- Interactive map of Boyd Cave
- Location: Deschutes County, Oregon
- Coordinates: 43°56′32″N 121°11′54″W﻿ / ﻿43.94218°N 121.19833°W
- Length: 1,880 feet
- Entrances: 1
- Difficulty: Easy
- Access: Year-round

= Boyd Cave =

Lava tube in Deschutes County, Oregon, US

Boyd Cave is a lava tube within Deschutes County, Oregon, of the United States. The cave is within Deschutes National Forest and is located on the northern flank of Newberry Volcano near the city of Bend.

== Geology ==
Boyd Cave is between 75,000 and 400,000 years old. Similar to Skeleton Cave, it is a well preserved lava tube with little interior collapse and exhibits pahoehoe flow structures on its walls, ceiling and floors. Unlike Skeleton Cave, the roof of Boyd Cave is very thin at less than 3 feet thick in some places. The cave is entered via a stairway through a 10 foot diameter skylight. The cave is mostly walking passage except for a small 10 foot long hand-and-knees crawl about two thirds of the way into the cave.

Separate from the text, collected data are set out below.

PR #498, opened 2023-11-01
Stops blocks that are assigned to the disabled region being rendered.

### LINKED ISSUE #497: Disabled blocks get rendered unnecessarily
Any blocks that are placed in the 'Disabled' region get rendered, even though they're never displayed.

rupertj:
Added 'disabled' region to the list of regions not to render. Limited region list to visible ones. Moved list of excluded region names out of the loop and simplified vars in the loop.

Fixes #497.

### DIFF
--- a/localgov_base.theme
+++ b/localgov_base.theme
@@ -43,22 +43,20 @@ function localgov_base_preprocess_page(&$variables) {
   // @see https://www.drupal.org/node/953034
   // @see https://www.drupal.org/forum/support/module-development-and-code-questions/2016-04-07/drupal-8-regions-with-and-empty#comment-12149518
   $active_theme = \Drupal::service('theme.manager')->getActiveTheme()->getName();
-  $system_region = system_region_list($active_theme, $show = REGIONS_ALL);
+  $regions = array_keys(system_region_list($active_theme, REGIONS_VISIBLE));
 
-  foreach ($system_region as $key => $value) {
-    $region = $key;
-    $has = 'has_' . $region;
+  $excluded_regions = [
+    'messages',
+    'disabled',
+  ];
 
-    $excluded_regions = [
-      'messages',
-    ];
+  foreach ($regions as $region) {
     if (in_array($region, $excluded_regions)) {
       continue;
     }
-
     $copy = $variables['page'][$region];
-    $rendered = Drupal::service('renderer')->renderPlain($copy);
-    $variables[$has] = !empty(trim(strip_tags($rendered, '<drupal-render-placeholder><embed><hr><iframe><img><input><link><object><script><source><style><video>')));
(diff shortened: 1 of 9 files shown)


finnlewis:
Maybe want testing to confirm and approve

rupertj:
So I've added a test for this change. Turns out it was pretty hard to test...

There's a couple of fails showing up, but they're caused by this: https://github.com/localgovdrupal/localgov_project/issues/144, not the code in this PR.

rupertj:
Tests are fully green again. What do you reckon @finnlewis?

finnlewis:
@ekes is taking a look

tests/Functional/RegionRenderTest.php
```diff
@@ -0,0 +1,70 @@
...
+   * module into one of the regions. We then load a page, which is a callback
+   * provided by a controller in the same module, that will always load, and
+   * show blocks. Our block class records if an instance of it was built when
+   * the page loads. The module registers an event listener to add if the block
+   * was rendered to the response headers.
+   *
+   * We do all this because the page render runs in a different process to this
+   * test, so we can't just read the value from the class directly.
+   *
+   * @dataProvider blockRegionProvider
```
ekes, line 60: OK so this is testing if something is rendered and something isn't rendered. That's pretty much all we need to do here. And as each run is a separate test the static value setting the header will be different and correct.

localgov_base.theme
```diff
@@ -43,22 +43,20 @@ function localgov_base_preprocess_page(&$variables) {
...
   $active_theme = \Drupal::service('theme.manager')->getActiveTheme()->getName();
-  $system_region = system_region_list($active_theme, $show = REGIONS_ALL);
+  $regions = array_keys(system_region_list($active_theme, REGIONS_VISIBLE));
 
-  foreach ($system_region as $key => $value) {
-    $region = $key;
-    $has = 'has_' . $region;
+  $excluded_regions = [
+    'messages',
+    'disabled',
```
ekes, line 50: Does disabled get returned with REGIONS_VISIBLE set on the request? Are there disabled not visible regions? What are they for?

ekes (approved):
I'll say this is makes sense. The test checks as expected.

Would to be good to know about the REGIONS_VISIBLE / 'disabled' thing though.

localgov_base.theme
rupertj: In a theme's info.yml file, there's an optional key called 'regions_hidden', which the docs describe as 'A list of inherited regions to remove.'. If you pass the REGIONS_ALL constant to system_region_list(), these get returned. If you pass REGIONS_VISIBLE, they don't.

So my understanding of this is that it's a mechanism to allow a theme to not inherit a region from its base theme, and we shouldn't try to do anything with regions that haven't been inherited.

PR #500, opened 2023-11-06
adds theme options for unpublished pages

### LINKED ISSUE #495: Display options for unpublished pages
Following on from pink backgrounds in https://github.com/localgovdrupal/localgov_base/pull/476, which haven't been universally popular

We need to provide options which could be:

- turn off pink background for everyone/ specific roles
- don't show pink background on pages accessed by Preview Link
- show the word "Draft" instead of pink background

markconroy:
Closes #495 

Here it is in action: https://youtu.be/yJr1NB8nwlo


finnlewis:
Thanks @markconroy ! 

@ekes  is testing it! 

one quick question, is there a reason that this checks for exactly 0? 
https://github.com/localgovdrupal/localgov_base/pull/500/files#diff-f9772c1a7f4e40b1fa6f9272c087adbfef38038d1d182a377d91d6993ac01255R86

where as in the schema it is defined as a boolean?
https://github.com/localgovdrupal/localgov_base/pull/500/files#diff-12b7cd66524e1d39cf4bcb2cf65bdeb0b9bdcd116ae98b71c06ab195bbedac04R12

Not a biggy, but we're interested!

ekes:
> Thanks @markconroy !
> 
> @ekes is testing it!
> 
> one quick question, is there a reason that this checks for exactly 0? https://github.com/localgovdrupal/localgov_base/pull/500/files#diff-f9772c1a7f4e40b1fa6f9272c087adbfef38038d1d182a377d91d6993ac01255R86
> 
> where as in the schema it is defined as a boolean? https://github.com/localgovdrupal/localgov_base/pull/500/files#diff-12b7cd66524e1d39cf4bcb2cf65bdeb0b9bdcd116ae98b71c06ab195bbedac04R12
> 
> Not a biggy, but we're interested!

Being exact `===` can reveal a lot.

In `localgov_base` it in fact does _not_ work, because the schema is there and it returns a boolean. So the check `theme_get_setting... === 0` has `false === 0` and doesn't equate to true. It does work in `localgov_scarfolk` but that's because of a bug, there's no schema, and so as Drupal doesn't know it's a boolean it returns `0` and `1` which evaluate as 'expected' here.

Now the easy way out of this is to be PHP sloppy and just `==` but we should have a schema, and we should be correct. So we need to add a schema to `localgov_scarfolk` too.

ekes:
> Now the easy way out of this is to be PHP sloppy 

OK So maybe being sloppy might also be a good thing? If others have created their extension of the theme and haven't added a schema it's probably nice if this still works?

In which case we should also change the evaluation from `===` to `==`

markconroy:
> one quick question, is there a reason that this checks for exactly 0?
@finnlewis I was checking for `0` because `1` and `0` were the results that I was getting back from the theme setting when doing `dpm`.

@ekes following your changes, are you happy for us to merge this now?

ekes:
> @ekes following your changes, are you happy for us to merge this now?

Happy assuming someone has tested _my_ changes :) ie it still works, and now for both localgov_base directly and localgov_scarfolk as a derived them.

rupertj:
The idea here is great, but I think the form label for the background option would make more sense the other way round.

EG, Instead of:
"Remove pink background from unpublished content." defaulted to off
It should be:
"Add pink background to unpublished content" defaulted to on.

willguv:
@markconroy could we make @rupertj's change?

markconroy:
@rupertj I'll have to think about that. Will mentioned that to me yesterday as well, but I think that might be a breaking change if site already have the pink set and we are removing it. 

Let me test it tomorrow and see.

markconroy:
@rupertj and @willguv I've added an update so now the question is "Add background colour ..." rather than "Remove background colour ...".

However, this now means that all current live sites will have the colour removed by default unless they explicitly opt-in to having it added back in. Maybe this is desired behaviour.

Any thoughts, or shall we start the merging?
Screenshot 2023-11-09 at 10 32 39

rupertj:
We could add an update hook to set "Add background colour..." to on by default and therefore keep existing behaviour when people upgrade.

I'm happy to do that if you like?

willguv:
That sounds like a good plan @rupertj

localgov_base.theme
```diff
@@ -65,6 +79,46 @@ function localgov_base_preprocess_page(&$variables) {
   if (!isset($variables['localgov_base_remove_css'])) {
     $variables['#attached']['library'][] = 'localgov_base/global';
   }
+
+  // We have a theme setting boolean for removing the pink background from
+  // unpublished content. If that setting is false,
+  // we will add the 'unpublished' library to our page.
+  dpm(theme_get_setting('localgov_base_add_unpublished_background_colour'));
```
rupertj: There's a rogue dpm() here.

localgov_base.theme
```diff
@@ -65,6 +79,46 @@ function localgov_base_preprocess_page(&$variables) {
...
+  if (theme_get_setting('localgov_base_add_unpublished_background_colour') == TRUE) {
```
rupertj, line 86: The '== TRUE' bit of this condition is redundant here (as well as in a few other places in this file).

localgov_base.theme
```diff
@@ -65,6 +79,46 @@ function localgov_base_preprocess_page(&$variables) {
...
+ */
+function localgov_base_preprocess_block(&$variables) {
+  $route_match = Drupal::routeMatch();
+  // Check if we are on a node page.
+  if ($route_match->getRouteName() == 'entity.node.canonical') {
+    $node = $route_match->getParameter('node');
+    $node_status = $node->isPublished();
+    if ($node_status === FALSE) {
+      if (theme_get_setting('localgov_base_add_draft_note_to_unpublished_content') == TRUE) {
+        if ($variables['plugin_id'] === 'localgov_page_header_block') {
```
rupertj: I'd check this first, as it's the most specific condition. It means that in most cases, we'll exit earlier and spend less time checking all the other conditions when we're not looking at this block.

rupertj (commented):
I spotted a few things in the existing code that I'd change when having a quick look for what the update hook needs to do.

PR #503, opened 2023-11-10
Create fields.css

justinepocock:
Fix the bug for inline fields not being inline by stealing this from classy.


finnlewis:
@markconroy is happy!

PR #505, opened 2023-11-13
Swapped the closing and opening p tags.

siliconmeadow:


finnlewis:
Discussing in Merge Monday, @markconroy asked if the <p> tag makes sense, to which the answer is yes! 

It is a plain text field!

PR #507, opened 2023-11-19
changed header searchbox border from none to var(--border)

### LINKED ISSUE #499: Search form box on site not visible in Windows High Contrast Mode
The input box on the search form on all pages of the site has the borders turned off in 'web/themes/contrib/localgov_base/css/components/header.css':

`.lgd-region--search .form-text {
  width: 100%;
  border: var(--header-search-input-border);
}`

This makes the box invisible in Windows HCM.

The box should have a border like the other boxes for "Docs", "Github" and "Apply" alongside it.

`border: 1px solid transparent;`

@msayoung 

high_contrast

bisd:
I changed the setting `--header-search-input-border: none` to `--header-search-input-border: var(--border)` in variables.css. Hope that is ok?

### DIFF
--- a/css/base/variables.css
+++ b/css/base/variables.css
@@ -181,7 +181,7 @@ body {
   --header-search-button-bg-color: var(--color-accent);
   --header-search-button-color-hover: var(--color-accent);
   --header-search-button-bg-color-hover: var(--color-white);
-  --header-search-input-border: none;
+  --header-search-input-border: var(--border);
 
   /* Secondary Menu */
   --secondary-menu-bg-color-first: var(--color-accent);
--- a/css/base/variables.css
+++ b/css/base/variables.css
@@ -137,6 +137,7 @@ body {
   --border: var(--border-width) var(--border-style) var(--border-color);
   --border-large: var(--border-width-large) var(--border-style) var(--border-color);
   --border-dark: var(--border-width) var(--border-style) var(--border-color-dark);
+  --border-transparent: 1px solid transparent;
 
   /* Animation */
   --transition-time: 0.3s;
@@ -181,7 +182,7 @@ body {
   --header-search-button-bg-color: var(--color-accent);
   --header-search-button-color-hover: var(--color-accent);
   --header-search-button-bg-color-hover: var(--color-white);
-  --header-search-input-border: var(--border);
+  --header-search-input-border: var(--border-transparent);
 
   /* Secondary Menu */
   --secondary-menu-bg-color-first: var(--color-accent);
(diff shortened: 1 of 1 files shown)


markconroy:
Note: this is a PR to fix the issue in #499

finnlewis:
@markconroy you happy enough with this?

finnlewis:
Discussing in Merge Monday. 

This might place a border on existing websites search form, unless they have specified no border in the child theme.

I will test it and generate some screen shots.

waako:
Transparency is our friend here, rather than having a default colour set from the `--border` variable. 
Maybe introducing a new variable: `--border-transparent: 1px solid`, to be used in other places this crops up.

So we end up with `--header-search-input-border: var(--border-transparent)`.

Header with the 1px transparent border, more or less invisible and shouldn't affect existing sites (where not overriden):
Test site Header, search input has transparent border
What that gives in Windows High Contrast Mode:
Test site Header and windows high contrast mode, search input has visible border

bisd:
I have tried to implement what has been suggested by @waako. The branch has been updated.

css/base/variables.css
```diff
@@ -137,6 +137,7 @@ body {
   --border: var(--border-width) var(--border-style) var(--border-color);
   --border-large: var(--border-width-large) var(--border-style) var(--border-color);
   --border-dark: var(--border-width) var(--border-style) var(--border-color-dark);
+  --border-transparent: 1px solid transparent;
```
markconroy: This should use our default border variables `--border-transparent: var(--border-width) var(--border-style) transparent;`

This is so that if other parts of the item where this is used depend on the border being a certain thickness, we won't be throwing that off by specifying this border as 1px. E.G. if the border is no longer transparent on :hover.

~However, that will put a 1px difference on what we currently have, so a second line in header.css or somewhere to say `border-width: 0;` for this specific item.~

waako: Using existing variables makes total sense, much better than introducing a new one!

Unfortunately adding `border-width: none` would undo what has been added.
So end up back at square one: no visible border on search input with WHCM.

The transparent border is invisible, as it is there from the start it should not affect layout, or not noticeably so.

but some quick responsive testing should hopefully pick out any anomalies.

markconroy: Ok, let's ignore where I asked for `border-width: 0` but keep the initial part where we set the variable to `--border-transparent: var(--border-width) var(--border-style) transparent;`

bisd: Thanks very much @markconroy and @waako the branch has been updated accordingly.

markconroy (approved):

PR #139, opened 2026-05-16
Fix TRTREE index crash on temporal and span columns

estebanzimanyi:
CREATE INDEX USING TRTREE on a tgeompoint or any non-stbox column crashed with DuckDB's generic "assertion failure within DuckDB" message because bind rejected anything but STBOX/TSTZSPAN through an InternalException and the create-physical Finalize path memcpy-reinterpreted the temporal's MEOS-WKB blob as an STBox struct. Bind now accepts stbox, tbox, the five span types and the eight temporal types and selects the matching MEOS R-tree flavour; Construct dispatches per column type, deriving an SRID-stripped STBox via tspatial_to_stbox for spatial temporals and using rtree_insert_temporal otherwise, while span and box blobs are inserted as-is. The create-physical parallel path delegates to the same Construct so index keys and the scan-time query box are derived identically, and an unsupported column type raises a clean BinderException instead of a fake internal crash. Adds test/sql/parity/050_index_types.test covering every supported column type end-to-end plus the unsupported-type regression. Stacked on #134 (fix/bump-meos-pin) whose post-bump MeosType and MeosArray-based rtree_search API this builds against; rebase onto main once #134 merges.

### DIFF
--- a/src/include/index/rtree_module.hpp
+++ b/src/include/index/rtree_module.hpp
@@ -86,6 +86,7 @@ private:
 
     MeosType bbox_meostype;
     size_t bbox_size_;
+    LogicalType column_type_;
 
     size_t current_size_ = 0;
     size_t current_capacity_ = 0;
--- a/src/index/rtree_index_create_physical.cpp
+++ b/src/index/rtree_index_create_physical.cpp
@@ -151,11 +151,9 @@ public:
 
 			const auto count = scan_chunk.size();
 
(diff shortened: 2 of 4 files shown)


estebanzimanyi:

**What this PR does:** Fix TRTREE index crash on temporal and span columns.

**Files to read:** `src/index/` (plus minimal surrounding context).

PR #138, opened 2026-05-16
Refresh tnumber ln/exp/log expected output for MEOS turning points

estebanzimanyi:
The MEOS uplift adds tfloat_ln_turnpt / tfloat_exp_turnpt (MobilityDB #1003), which insert one chord-error-minimising turning point on a linear input segment for the transcendental unary lifts, so ln/log10/exp over a two-instant tfloat now return three instants. This refreshes the 026b expectations to the new values (captured from the built extension); deltaValue, trend and the arithmetic-alias cases are linear and unchanged. With this on top of the per-thread MEOS init fix the amd64 suite is fully green (59/59 files locally and the previously failing assertion now passes).

PR #140, opened 2026-05-16
Wrap bigint_to_set in an int64_t forwarder for SetUnionAgg

estebanzimanyi:
On macOS LP64 int64 (long) and int64_t (long long) are the same width but distinct types, so clang rejects bigint_to_set as the non-type template argument of SetUnionScalarFunction<int64_t, ...>, failing the osx_amd64 and osx_arm64 builds in the icu-fix stack leaf #138. This adds a bigint_to_set_duckdb forwarder taking int64_t and casting to int64 before calling MEOS, mirroring the existing date_to_set_duckdb idiom; the cast is a no-op on Linux. Stacked on #138 (fix/tnumber-math-turnpt-expected); its commits show in this diff until it merges.

### DIFF
--- a/src/temporal/set.cpp
+++ b/src/temporal/set.cpp
@@ -945,6 +945,13 @@ static inline Set *date_to_set_duckdb(DateADT d) {
     return date_to_set(ToMeosDate(duckdb::date_t(d)));
 }
 
+// macOS LP64: int64 (long) and int64_t (long long) are distinct types, so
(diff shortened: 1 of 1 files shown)


estebanzimanyi:

**What this PR does:** Wrap bigint_to_set in an int64_t forwarder for SetUnionAgg.

**Files to read:** `src/include/temporal/set.hpp` (plus minimal surrounding context).

estebanzimanyi:

PR #141, opened 2026-05-16
Stage icu for the macOS osx_arm64 test path too

estebanzimanyi:
The stage_icu helper mapped only the Linux uname values, so on the macOS arm64 test runner uname -m returned arm64 and the locally built icu extension was copied to .duckdb/extensions/v1.4.4/arm64 instead of .../osx_arm64 where DuckDB autoload looks, and the hub fallback is not reliably resolvable there, so the osx_arm64 Test step failed to load the extension. This maps the OS and architecture to the DuckDB platform string so icu is staged where autoload expects on every tested platform, with the Linux mapping unchanged. It is logically an iteration of the #136 icu pre-stage (build/CI wiring); stacked on #140 so the leaf goes fully green, and the committer may prefer to fold it into #136 at merge. Stacked on fix/macos-int64-bigint-to-set-forwarder (#140); its commit shows in this diff until it merges.


estebanzimanyi:

**What this PR does:** Stage icu for the macOS osx_arm64 test path too.

**Files to read:** `` (plus minimal surrounding context).

PR #142, opened 2026-05-16
Bump pinned MEOS to include the wasm pg_config fix

estebanzimanyi:
MobilityDuck builds MEOS from a pinned MobilityDB commit; the current pin predates the fix that emits SIZEOF_LONG_LONG, so the DuckDB-Wasm jobs fail in the vendored postgres pg_bitutils.h on wasm32. This advances the pin to a MobilityDB commit that carries that fix (MobilityDB PR #1036). It is provisionally pointed at estebanzimanyi/MobilityDB@40145502c because #1036 is not yet on MobilityDB/MobilityDB master, kept as a Draft for that reason; the landable form points REPO back to MobilityDB/MobilityDB at the post-merge master commit with SHA512 recomputed from that archive. Stacked on fix/stage-icu-macos-platform (#141); its commits show in this diff until it merges.


estebanzimanyi:

**What this PR does:** Bump pinned MEOS to include the wasm pg_config fix.

**Files to read:** `vcpkg_ports/meos/portfile.cmake` (plus minimal surrounding context).

estebanzimanyi:

PR #143, opened 2026-05-16
Use MEST multi-entry indexing in the TRTREE index

estebanzimanyi:
A temporal column was indexed as a single minimum bounding box per row, so a wiggly or high-extent trajectory matched far more query boxes than it actually overlapped. Construct now indexes each temporal value as up to max_boxes tight per-segment bounding boxes via the MEOS rtree_insert_temporal_split (degenerating to the previous single-box behaviour for instants or max_boxes <= 1); temporal-spatial values are SRID-normalised to 0 before splitting so every produced stbox matches the SRID-stripped query box, and Search deduplicates row ids with a seen-set because multi-entry leaves return the same id once per overlapping segment box. The split bound is exposed as WITH (max_boxes = N), default 8, validated on the MEST selectivity benchmark (false-positive rate 47.2 percent single-box to 13.8 percent at 8). The portfile.cmake change here pins MEOS at the MEST commit only as a TEMPORARY BUILD-BASE so this PR is green in isolation; it deliberately conflicts with the wasm pin work in #142. At finalization this PR drops the portfile edit entirely and inherits #142s pin, which requires MobilityDB #1032 (MEST) to be merged to master alongside #1036 (wasm) so a single master commit carries both; the MobilityDuck merge order is #134, #136, #137, #138, #140, #141, #142, then #139, then this PR. Stacked on the TRTREE crash fix (fix/trtree-index-assertion).

### DIFF
--- a/src/include/index/rtree_module.hpp
+++ b/src/include/index/rtree_module.hpp
@@ -87,6 +87,11 @@ private:
     MeosType bbox_meostype;
     size_t bbox_size_;
     LogicalType column_type_;
+    // Multi-entry (MEST) split bound for temporal columns: each temporal
+    // value is indexed as up to this many tight per-segment bounding
+    // boxes. <= 1 degenerates to the single minimum bounding box (the
+    // pre-MEST behaviour). Tunable via WITH (max_boxes = N) on the index.
+    int max_boxes_ = 8;
 
     size_t current_size_ = 0;
     size_t current_capacity_ = 0;
--- a/src/index/rtree_index_scan.cpp
+++ b/src/index/rtree_index_scan.cpp
@@ -28,12 +28,17 @@ BindInfo TRTreeIndexScanBindInfo(const optional_ptr<FunctionData> bind_data_p) {
 struct RTreeIndexScanGlobalState : public GlobalTableFunctionState {
 	DataChunk all_columns;
 	vector<idx_t> projection_ids;
+	vector<LogicalType> scanned_types;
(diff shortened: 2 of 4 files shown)


estebanzimanyi:

**What this PR does in one sentence:** switches the TRTREE index from single-entry per row to **multi-entry indexing (MEST)** — every spatial bbox of a temporal trajectory's component segments becomes an index entry, dramatically improving recall for spatial predicates.

**Files (5):**
- **`src/index/rtree_index_create_physical.cpp`** — the new MEST build path.
- **`src/index/rtree_index_scan.cpp`** — adjusted scan to dedup multi-entry hits.
- **`src/include/index/rtree_module.hpp`** — type declarations for the new index payload.
- **`test/sql/index/`** — assertions on recall (no false negatives) and result-set deduplication.

**Why it matters:** previously a single trajectory got ONE bbox in the index — that bbox is loose (covers the whole trajectory's extent), so queries with small predicate polygons returned huge false-positive sets that had to be re-filtered. With MEST, each segment's bbox is indexed separately; a small predicate polygon hits only the relevant segments.

**Foundational for:** #144 (constant-geometry pushdown — depends on the multi-entry structure existing).

**Cross-link:** Linux arm64 build needs #161.

**Why it's safe to merge:** the index becomes strictly more precise — never lower recall (every old entry still maps to the trajectory it came from), never wrong results. Build cost goes up (more entries), query cost goes down (less false-positive filtering).

PR #144, opened 2026-05-16
Route constant-geometry spatial-relationship predicates to the TRTREE index

estebanzimanyi:
eIntersects, eContains, eDisjoint and eTouches against a constant geometry are recognised by the TRTREE scan optimizer, which synthesizes the bounding-box && prefilter from the constant and probes the index (single-box or MEST). The bbox is a lossy superset, so the index scan reports supports_pushdown_type = false and DuckDB keeps the original predicate as an exact recheck filter above the scan, mirroring the lossy-index-always-rechecks contract of PostGIS GiST and MobilityDB's tspatial_supportfn. A parity block proves that a row whose bounding box overlaps the query polygon but does not actually intersect it is dropped, identically with and without the index and under MEST multi-entry. Stacked on #143; its commits show in the diff until it merges.

### DIFF
--- a/src/index/rtree_index_scan.cpp
+++ b/src/index/rtree_index_scan.cpp
@@ -125,14 +125,30 @@ static void RTreeIndexScanExecute(ClientContext &context, TableFunctionInput &da
 //-------------------------------------------------------------------------
 // Get Function
 //-------------------------------------------------------------------------
+
+// The R-tree probe narrows rows by bounding-box overlap only. For an exact
+// predicate (&&, @>) that is the answer; for a lossy predicate (the
+// spatial-rel functions, whose bbox is only a superset) the original
+// predicate must still be evaluated or the scan would emit false positives.
+// Reporting that this scan can apply no pushed expression filter makes
+// DuckDB keep every pushed predicate as an exact recheck PhysicalFilter
+// directly above the scan (execution/physical_plan/plan_get.cpp rebuilds it
+// via ExpressionFilter::ToExpression). This is the lossy-index-always-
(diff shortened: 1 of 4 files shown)


estebanzimanyi:
## Reviewer's quickstart — ~6 minutes

**What this PR does in one sentence:** when a spatial-rel predicate has a constant geometry on one side (e.g. `eIntersects(tgeompoint, 'POLYGON(...)'::GEOMETRY)`), routes the lookup through the TRTREE multi-entry index instead of scanning every row — proper index pushdown for the most common geofence query shape.

**Files (4):**
- **`src/index/rtree_optimize_scan.cpp`** — the scan-optimisation pass that recognises the constant-geometry pattern and rewrites the plan node.
- **`src/index/rtree_index_scan.cpp`** — the new constant-geometry-aware scan entry point.
- **`src/include/index/rtree_module.hpp`** — public declarations for the optimiser hook.
- **`test/sql/index/`** — assertions that the EXPLAIN plan uses the index for the new pattern.

**Verification:**
```sql
CREATE INDEX rt ON trips USING TRTREE (traj);
EXPLAIN SELECT count(*) FROM trips WHERE eIntersects(traj, 'POLYGON(...)'::GEOMETRY);
-- Before this PR: SEQ_SCAN.  After: TRTREE_INDEX_SCAN.
```

**Cross-link:** stacked on #143 (MEST multi-entry indexing), which is in turn the foundation for this optimisation. Both will rebuild cleanly once #161 lands (Linux arm64 build).

**Why it's safe to merge:** the pre-existing scan path remains available for non-constant-geometry cases; this only adds a new index-aware branch.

Boyd Cave is a part of the same lava flow as Skeleton Cave and trends toward Skeleton's Bear Passage.

== History ==
The cave is one of several caves off China Hat road. The cave was originally known to cavers of the region as Coyote Butte Cave after the nearby cinder cone. It received its official name from a former Brooks-Scanlon Lumber Company employee who reportedly discovered it in the late 1920s. The Forest Service certified the name around 1970. The original stairway was wooden and built in 1969 and replaced with steel in the 1970s. Today, Wanderlust Tours
is the only company permitted to lead tours through Boyd Cave.